This is the big advantage of raft, but we don't need a replicated log to be as consistent as raft guarantees. I think we can trade off those things we don't need for the throughput and simplicity we do want. That said, my work so far has been to use an out-of-the-box raft implementation to get an initial proof of concept for the larger architecture before optimizing how and what I achieve with regard to consistency.

Related to that thought: I'd like to discuss narrowing down some short or short-ish term goals in light of your document. (This is motivated by a work project, after all.) Resilience is my primary goal, but I think the gossip piece is closely related enough that we should strongly consider tackling them together.

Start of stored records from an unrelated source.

PR #7817, opened 2025-10-14
fix: better args passthrough for `_batch_setitems()`

sghng:
In Python 3.14, there's a change in the signature of `_Pickler._batch_setitems`.

It's changed to:

```python
# pickle.py

def _batch_setitems(self, items, obj):
    # Helper to batch up SETITEMS sequences; proto >= 1 only
    save = self.save
    write = self.write
```

To accomodate this, in `dill`, we have this compatibility code:

```python
if sys.hexversion < 0x30E00A1:
    pickler._batch_setitems(iter(source.items()))
else:
    pickler._batch_setitems(iter(source.items()), obj=obj)
```

Thus, the datasets package will emit this error

```
│ /Users/sghuang/mamba/envs/ds/lib/python3.14/site-packages/dill/_dill.py:1262 in save_module_dict │
│                                                                                                  │
│   1259 │   │   if is_dill(pickler, child=False) and pickler._session:                            │
│   1260 │   │   │   # we only care about session the first pass thru                              │
│   1261 │   │   │   pickler._first_pass = False                                                   │
│ ❱ 1262 │   │   StockPickler.save_dict(pickler, obj)                                              │
│   1263 │   │   logger.trace(pickler, "# D2")                                                     │
│   1264 │   return                                                                                │
│   1265                                                                                           │
│                                                                                                  │
│ /Users/sghuang/mamba/envs/ds/lib/python3.14/pickle.py:1133 in save_dict                          │
│                                                                                                  │
│   1130 │   │   print(f"Line number: {inspect.getsourcelines(method)[1]}")                        │
│   1131 │   │   print(f"Full path: {inspect.getmodule(method)}")                                  │
│   1132 │   │   print(f"Class: {method.__qualname__}")                                            │
│ ❱ 1133 │   │   self._batch_setitems(obj.items(), obj)                                            │
│   1134 │                                                                                         │
│   1135 │   dispatch[dict] = save_dict                                                            │
│   1136                                                                                           │
╰──────────────────────────────────────────────────────────────────────────────────────────────────╯
TypeError: Pickler._batch_setitems() takes 2 positional arguments but 3 were given
[NOTE] when serializing datasets.table.InMemoryTable state
[NOTE] when serializing datasets.table.InMemoryTable object
```

To fix it, we update the signature of the `_batch_setitems` method defined in `utils/_dill.py`.

This fix should be backward compatible, since the compatibility is handled by `dill`.

This should close #7813.

Similar to https://github.com/joblib/joblib/issues/1658.

[...]

PR #8411, opened 2026-08-06
Restore the _legacy_no_dict_keys_sorting branch in Pickler._batch_setitems

### LINKED ISSUE #8410: _legacy_no_dict_keys_sorting has no reader since #7817, so the 2.15.0 legacy cache lookup computes the wrong config_id
### Describe the bug

`Pickler._legacy_no_dict_keys_sorting` has a definition and a writer, but since #7817 it has no reader, so the flag does nothing.

`DatasetBuilder._check_legacy_cache2` patches it on to recompute the `config_id` that 2.15.0 would have produced, because 2.15.0 hashed dicts without sorting their items:

```python
# src/datasets/builder.py:493-495
with patch.object(Pickler, "_legacy_no_dict_keys_sorting", True):
    config_id = self.config.name + "-" + Hasher.hash({"data_files": self.config.data_files})
```

#7817 rewrote `_batch_setitems` to accept the extra argument Python 3.14 passes, and in the same hunk removed the early return that read the flag:

```diff
-    def _batch_setitems(self, items):
-        if self._legacy_no_dict_keys_sorting:
-            return super()._batch_setitems(items)
+    def _batch_setitems(self, items, *args, **kwargs):
         # Ignore the order of keys in a dict
```

That PR is about the 3.14 signature change and says nothing about the legacy branch, so the removal looks incidental rather than deliberate. At HEAD the flag appears exactly twice in the tree, and neither is a read:

```console
$ grep -rn '_legacy_no_dict_keys_sorting' src/
src/datasets/builder.py:494:            with patch.object(Pickler, "_legacy_no_dict_keys_sorting", True):
src/datasets/utils/_dill.py:30:    _legacy_no_dict_keys_sorting = False
```

`_check_legacy_cache2` builds `{cache_dir}/{namespace}___{dataset_name}/{config_id}/0.0.0/{hash}` from that `config_id` and returns it only `if os.path.isdir(legacy_cache_dir)`, so a `config_id` that no longer matches the one 2.15.0 wrote means the old directory is not found and the lookup silently misses.

`data_files` is a dict, and the two branches differ only when its keys are not already in sorted order, which is the common `{"train": ..., "test": ...}` case:

```python
from unittest.mock import patch

from datasets.utils._dill import Pickler

obj = {"train": ["train.csv"], "test": ["test.csv"]}

print("normal:", Hasher.hash(obj))
with patch.object(Pickler, "_legacy_no_dict_keys_sorting", True):
    print("legacy:", Hasher.hash(obj))
```

Run against several versions on Python 3.11, one venv each, the 2.15.0 column being what that release actually produces for the same object:

| datasets | `normal` | `legacy` | matches 2.15.0 |
|---|---|---|---|
| 2.15.0 | `711511d8f1d9bc25` | n/a | n/a |
| 4.3.0 | `cfd3b51f0f8e9fd8` | `711511d8f1d9bc25` | yes |
| 4.4.0 | `cfd3b51f0f8e9fd8` | `cfd3b51f0f8e9fd8` | no |
| main @ b7cb10b0 | `cfd3b51f0f8e9fd8` | `cfd3b51f0f8e9fd8` | no |

4.4.0 is the first release containing #7817 (`git tag --contains f7c8e46ec`), so the behaviour changes exactly at that boundary.

### Expected behavior

Under the patched flag, `Hasher.hash({"train": ..., "test": ...})` should reproduce the 2.15.0 value `711511d8f1d9bc25`, so `_check_legacy_cache2` looks for the directory 2.15.0 actually wrote. At HEAD it returns the sorted-key hash instead.

Two reasonable resolutions, and I do not know which you would prefer:

1. Restore the early return in `_batch_setitems`, keeping the `*args`/`**kwargs` passthrough that #7817 added.
2. Retire the compat path deliberately, dropping the flag and its use in `_check_legacy_cache2`, if the 2.14/2.15 cache layout is no longer worth carrying.

I have a PR ready for option 1, since it is the smaller change and preserves the stated intent of #6514. Happy to switch it to option 2 if you would rather retire the path.

One thing I did not test: I did not build a real 2.15.0 cache directory and load it under HEAD. The hash mismatch above is measured, and the path construction and `os.path.isdir` check are read from the source rather than exercised end to end.

### Environment info

- `datasets` 5.0.2.dev0 (main @ `b7cb10b0e38ab8bbefdb142d0279bc85ac8c7ab8`), plus 4.4.0, 4.3.0 and 2.15.0 from PyPI
- Python 3.11.15, `dill` 0.4.1, Linux x86_64, all runs in clean containers

ebarkhordar:
### Root cause

`Pickler._legacy_no_dict_keys_sorting` lost its only reader in #7817. That PR rewrote `_batch_setitems` to accept the argument Python 3.14 passes, and in the same hunk dropped the early return:

```diff
-    def _batch_setitems(self, items):
-        if self._legacy_no_dict_keys_sorting:
-            return super()._batch_setitems(items)
+    def _batch_setitems(self, items, *args, **kwargs):
```

`_check_legacy_cache2` still patches the flag on to rebuild the 2.15.0 `config_id`, so that lookup now hashes with sorted dict keys and no longer matches the directory 2.15.0 wrote. The flag appears twice in `src/`, as a definition and as that `patch.object` write, and nothing reads it.

### The fix

Restore the branch, keeping the `*args`/`**kwargs` passthrough #7817 added so the 3.14 fix is preserved on both paths.

### Verification

- The two new legacy tests fail on `main` (`assert [('a', 2), ('b', 1)] == [('b', 1), ('a', 2)]`) and pass with this change; the third pins the default order-insensitive behaviour and passes either way.
- `pytest tests/test_fingerprint.py`: 24 passed / 9 skipped before, 26 passed / 9 skipped after, in a clean container on Python 3.11.15 with `dill` 0.4.1.
- With the fix, `Hasher.hash({"train": ["train.csv"], "test": ["test.csv"]})` under the patched flag returns `711511d8f1d9bc25`, which is the value `datasets==2.15.0` actually produces for that object. On `main` it returns the sorted-key hash `cfd3b51f0f8e9fd8`. 4.4.0 is the first release where that regressed, matching `git tag --contains f7c8e46ec`.
- Not checked: I did not build a 2.15.0 cache directory and load it under HEAD. The hash mismatch is measured; the effect on the directory lookup is read from `_check_legacy_cache2`.

If you would rather retire the 2.14/2.15 compat path than restore it, that is the alternative I raised in the issue and I am happy to send that instead.

Fixes #8410

### DIFF
--- a/src/datasets/utils/_dill.py
+++ b/src/datasets/utils/_dill.py
@@ -71,6 +71,8 @@ class Pickler(dill.Pickler):
         dill.Pickler.save(self, obj, save_persistent_id=save_persistent_id)
 
     def _batch_setitems(self, items, *args, **kwargs):
+        if self._legacy_no_dict_keys_sorting:
+            return super()._batch_setitems(items, *args, **kwargs)
         # Ignore the order of keys in a dict
         try:
             # Faster, but fails for unorderable elements
--- a/tests/test_fingerprint.py
+++ b/tests/test_fingerprint.py
@@ -588,3 +588,44 @@ def test_dependency_on_dill():
     # AttributeError: module 'dill._dill' has no attribute 'stack'
     hasher = Hasher()
     hasher.update(lambda x: x)
+
+
+def test_hash_is_insensitive_to_dict_key_order():
+    # The default Pickler sorts dict items, so insertion order must not change the hash
+    assert Hasher.hash({"train": ["train.csv"], "test": ["test.csv"]}) == Hasher.hash(
+        {"test": ["test.csv"], "train": ["train.csv"]}
+    )
+
+
+def test_legacy_no_dict_keys_sorting_preserves_dict_key_order():
+    # `_check_legacy_cache2` patches this flag on to reproduce the 2.15.0 config_id,
+    # which was computed without sorting dict items
+    from datasets.utils._dill import Pickler
+
+    with patch.object(Pickler, "_legacy_no_dict_keys_sorting", True):
+        assert Hasher.hash({"train": ["train.csv"], "test": ["test.csv"]}) != Hasher.hash(
+            {"test": ["test.csv"], "train": ["train.csv"]}
+        )
+
+
+def test_legacy_no_dict_keys_sorting_forwards_extra_args():
+    # The legacy branch must forward *args/**kwargs like the sorting branch does,
+    # because Python 3.14 calls `_batch_setitems(items, obj=obj)`
+    import dill
+
+    from datasets.utils._dill import Pickler
+
+    calls = []
+
+    def fake_batch_setitems(self, items, *args, **kwargs):
+        calls.append((list(items), args, kwargs))
+
+    pickler = Pickler.__new__(Pickler)
+    with patch.object(dill.Pickler, "_batch_setitems", fake_batch_setitems):
+        with patch.object(Pickler, "_legacy_no_dict_keys_sorting", True):
+            pickler._batch_setitems(iter([("b", 1), ("a", 2)]), "positional", keyword=3)
+
+    items, args, kwargs = calls[0]
+    assert items == [("b", 1), ("a", 2)]  # unsorted -> the legacy branch ran
+    assert args == ("positional",)
+    assert kwargs == {"keyword": 3}


ebarkhordar:
No rush on this one. The offer at the bottom of the description still stands: if you would rather retire the 2.14/2.15 compat path than restore the branch, say so and I will send that instead.

ebarkhordar:
Closing this to keep my open PRs down. It has sat a month without CI ever being approved, so nobody has had much to go on.

If the 2.14/2.15 compat path is worth restoring, this is easy to reopen. The issue in #8410 describes the behaviour either way.

PR #8438, opened 2026-08-09
Validate rank and world_size in split_dataset_by_node for IterableDataset

LeSingh1:
`split_dataset_by_node()` behaves differently on the two dataset types for invalid `rank` / `world_size`. The map-style version delegates to `Dataset.shard()`, which rejects them:

```python
def _split_by_node_map_style_dataset(dataset, rank, world_size):
    return dataset.shard(num_shards=world_size, index=rank, contiguous=True)
```

The iterable version just stores them in a `DistributedConfig` without checking:

```python
ds = Dataset.from_dict({"x": range(10)}).to_iterable_dataset(num_shards=2)

len(list(split_dataset_by_node(ds, rank=-1, world_size=2)))   # 10 — the whole dataset
list(split_dataset_by_node(ds, rank=0, world_size=0))         # ZeroDivisionError: integer modulo by zero
list(split_dataset_by_node(ds, rank=5, world_size=2))         # IndexError: list index out of range
```

The `rank=-1` case is the one worth fixing: nothing raises, and the node gets **every** example instead of its shard. In a distributed run that silently duplicates the whole dataset on that node rather than failing. The same calls on a map-style dataset all raise `ValueError` immediately.

## Fix

Check `0 <= rank < world_size` in `_split_by_node_iterable_dataset()`, before the `dataset._distributed` nesting combines the values, so nested calls are validated on the arguments the caller actually passed.

Only the iterable path is touched — the map-style path keeps raising from `Dataset.shard()` exactly as before.

## Test

`test_split_dataset_by_node_iterable_invalid_rank`, parametrized over `(0, 0)`, `(-1, 2)`, `(2, 2)` and `(5, 2)`. All four fail on `main`.

### DIFF
--- a/src/datasets/iterable_dataset.py
+++ b/src/datasets/iterable_dataset.py
@@ -5389,6 +5389,8 @@ def _split_by_node_iterable_dataset(dataset: IterableDataset, rank: int, world_s
     Returns:
         [`IterableDataset`]: The iterable dataset to be used on the node at rank `rank`.
     """
+    if not 0 <= rank < world_size:
+        raise ValueError("rank should be in [0, world_size-1]")
     if dataset._distributed:
         rank = world_size * dataset._distributed.rank + rank
         world_size = world_size * dataset._distributed.world_size
--- a/tests/test_distributed.py
+++ b/tests/test_distributed.py
@@ -137,3 +137,12 @@ def test_torch_distributed_run_streaming_with_num_workers(nproc_per_node, num_wo
     """.split()
     cmd = [sys.executable] + distributed_args + args
     execute_subprocess_async(cmd, env=os.environ.copy())
+
+
+@pytest.mark.parametrize("rank, world_size", [(0, 0), (-1, 2), (2, 2), (5, 2)])
+def test_split_dataset_by_node_iterable_invalid_rank(rank, world_size):
+    # invalid ranks used to be accepted: rank=-1 silently returned the whole dataset,
+    # while the map-style version raises for all of them
+    full_ds = Dataset.from_dict({"i": range(17)}).to_iterable_dataset(num_shards=2)
+    with pytest.raises(ValueError, match=r"rank should be in \[0, world_size-1\]"):
+        split_dataset_by_node(full_ds, rank=rank, world_size=world_size)


shashvat-singham (commented):
Checked all four parametrized cases plus a negative `world_size`, against the map-style path each time. The gap was real and the fix closes it:

```
                    eager                                     iterable (this PR)
rank= 0 ws= 0   ValueError: index should be in [0, num_shards-1]   ValueError: rank should be in [0, world_size-1]
rank=-1 ws= 2   ValueError: index should be in [0, num_shards-1]   ValueError: rank should be in [0, world_size-1]
rank= 2 ws= 2   ValueError: index should be in [0, num_shards-1]   ValueError: rank should be in [0, world_size-1]
rank= 5 ws= 2   ValueError: index should be in [0, num_shards-1]   ValueError: rank should be in [0, world_size-1]
rank= 0 ws=-1   ValueError: index should be in [0, num_shards-1]   ValueError: rank should be in [0, world_size-1]
```

Both paths now raise for every invalid combination, including `world_size=-1`, which is not in the parametrize list but falls out of the same `0 <= rank < world_size` check — worth adding as a case since it is the one where the bound is nonsensical rather than merely out of range.

`rank=-1` silently returning the whole dataset was the dangerous one: under DDP that means every node quietly processes every example, so a training run completes with `world_size`× the intended data and no error anywhere. Good catch.

Two notes, neither blocking:

**The messages differ between the two paths.** Eager says `index should be in [0, num_shards-1]`, this says `rank should be in [0, world_size-1]`. Yours is the better message here — the caller passed `rank` and `world_size`, so naming those is more useful than exposing the internal `shard`/`num_shards` vocabulary. Since the point of the PR is bringing the two paths into agreement, it may be worth saying in the description that the wording deliberately does *not* match, so a reviewer does not read it as an oversight.

**`world_size=0` produces a strange bound.** The message interpolates to "rank should be in [0, world_size-1]" literally, but for `world_size=0` the described range is `[0, -1]`, which is empty. Fine as a constant string; would only matter if the values were interpolated in. Mentioning in case you wanted to add a separate `world_size` check with its own message — `world_size` being 0 or negative is arguably a distinct error from `rank` being out of range.

Verified on Windows 11 / Python 3.11.9, `pr-8438`.

PR #8442, opened 2026-08-09
Accept numpy integers as train_size / test_size in train_test_split

LeSingh1:
`Dataset.train_test_split()` uses `isinstance(..., int)` / `isinstance(..., float)` to tell "a number of rows" from "a fraction", and rejects everything else:

```python
if train_size is not None and not isinstance(train_size, (int, float)):
    raise ValueError(f"Invalid value for train_size: {train_size} of type {type(train_size)}")
```

numpy **floats** are subclasses of `float`, so they already work. numpy **integers** are not subclasses of `int`, so they don't:

```python
import numpy as np

ds.train_test_split(test_size=np.float64(0.2))   # works
ds.train_test_split(test_size=np.int64(2))
# ValueError: Invalid value for test_size: 2 of type <class 'numpy.int64'>
```

The asymmetry is accidental, and the error is confusing because the printed value (`2`) looks perfectly valid. numpy integers turn up naturally — `np.floor(0.2 * len(ds)).astype(int)`, a value read out of a numpy array, a pandas `.nunique()`, etc. `sklearn.model_selection.train_test_split`, which this API is modelled on, accepts them.

This PR converts numpy integers to `int` before the checks, leaving the int/float semantics untouched.

Added `tests/test_arrow_dataset.py::test_train_test_split_with_numpy_integer_sizes`, parametrized over `int32`, `int64` and `uint8`, covering both `test_size` and `train_size`. All three fail on `main`.

### DIFF
--- a/src/datasets/arrow_dataset.py
+++ b/src/datasets/arrow_dataset.py
@@ -5086,6 +5086,13 @@ class Dataset(DatasetInfoMixin, IndexableMixin, TensorflowDatasetMixin):
         if test_size is None and train_size is None:
             test_size = 0.25
 
+        # numpy integers are not instances of `int` (contrary to numpy floats, which are instances of `float`),
+        # so they wouldn't pass the checks below
+        if isinstance(test_size, np.integer):
+            test_size = int(test_size)
+        if isinstance(train_size, np.integer):
+            train_size = int(train_size)
+
         # Safety checks similar to scikit-learn's ones.
         # (adapted from https://github.com/scikit-learn/scikit-learn/blob/fd237278e895b42abe8d8d09105cbb82dc2cbba7/sklearn/model_selection/_split.py#L1750)
         n_samples = len(self)
--- a/src/datasets/arrow_dataset.py
+++ b/src/datasets/arrow_dataset.py
@@ -5086,12 +5086,17 @@ class Dataset(DatasetInfoMixin, IndexableMixin, TensorflowDatasetMixin):
         if test_size is None and train_size is None:
             test_size = 0.25
 
-        # numpy integers are not instances of `int` (contrary to numpy floats, which are instances of `float`),
-        # so they wouldn't pass the checks below
+        # A numpy scalar is not reliably an instance of the matching Python builtin:
+        # `np.float64` happens to subclass `float`, but `np.float32` does not and no
+        # numpy integer subclasses `int`, so they would fail the checks below.
         if isinstance(test_size, np.integer):
             test_size = int(test_size)
         if isinstance(train_size, np.integer):
             train_size = int(train_size)
+        if isinstance(test_size, np.floating):
+            test_size = float(test_size)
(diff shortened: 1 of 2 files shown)


shashvat-singham (commented):
The integer fix works — `np.int64(2)` and `np.int32(2)` both go from `ValueError` to a correct split on this branch.

But the comment justifying the scope is not right, and it hides a remaining case:

```python
# numpy integers are not instances of `int` (contrary to numpy floats, which are instances of `float`),
# so they wouldn't pass the checks below
```

Only `np.float64` is a `float` subclass. `np.float32` and `np.float16` are not:

```
float64  isinstance(float)=True
float32  isinstance(float)=False
float16  isinstance(float)=False
int64    isinstance(float)=False
```

So the same bug survives for the narrower float types. Measured on this branch:

```
np.int64(2)      -> test=2 train=8
np.int32(2)      -> test=2 train=8
np.float64(0.2)  -> test=2 train=8
np.float32(0.2)  -> ValueError: Invalid value for test_size: 0.20000000298023224 of type <class 'numpy.float32'>
np.float16(0.2)  -> ValueError: Invalid value for test_size: 0.199951171875 of type <class 'numpy.float16'>
```

`np.float32` is not exotic — it is what you get from a `float32` column, from most of the array libraries, and from anything that has been through a torch/JAX tensor. A ratio computed that way hitting "Invalid value for test_size" is the same papercut this PR is fixing for ints.

Symmetric fix, right next to the existing one:

```python
if isinstance(test_size, np.floating):
    test_size = float(test_size)
if isinstance(train_size, np.floating):
    train_size = float(train_size)
```

`np.floating` covers `float16`/`float32`/`float64` and leaves `np.float64` behaving exactly as it does today, so nothing regresses. Then the comment can say what is actually true: numpy scalars are not reliably instances of the corresponding Python builtin — `np.float64` happens to be, `np.float32` is not, and no numpy integer is.

Worth extending the test the same way, since `["int32", "int64", "uint8"]` is already parametrized and adding the float types is nearly free.

Verified on Windows 11 / Python 3.11.9 / numpy 2.4.6, `main` vs `pr-8442`.

LeSingh1:
Good catch, thank you — added in 4be591467, and you were right that the comment was wrong. `np.float64` subclasses `float` but `np.float32` and `np.float16` do not, so the comment now says that instead of implying all numpy floats do.

One wrinkle worth flagging, since it changed how I wrote the test. A narrow float does not hold the ratio exactly: `np.float32(0.2)` is `0.20000000298...`, so on a 10-row dataset it legitimately splits 3/7 where `0.2` splits 2/8. That is correct behaviour rather than something to paper over, so the test asserts the numpy scalar matches `float(value)` rather than a fixed row count. Parametrized over float16/32/64 with two ratios, and all six cases agree with their Python-float equivalent.

Thanks also for the verification tables on the other five — the `main` vs branch comparison is genuinely useful.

Compaction and WAL seem like optimizations that improve, but are technically redundant to strong resilience, and unless performance really suffers, I think we can consider those as separate goals. What do you think?

So what this could look like broken down into slightly smaller goals:

  • Deprecation of nsqlookupd
  • nsqd will gossip with peers about what topics are being produced and where
  • nsqd will gossip with peers about peer liveness
  • nsqd will implement the current lookupd API endpoints
  • nsqd will replicate messages to peers before replying to producers
  • producers will confirm to peers after a message has been delivered
  • nsqd will abort replication with no error if messages can be confirmed delivered before replication finishes
  • nsqd will initiate recovery elections when a peer is found to be offline
  • nsqd recovery leaders will requeue unfinished messages from the offline node

Some of this I've done in the code I posted, some of this is vague, but I'm putting this here as a starting place.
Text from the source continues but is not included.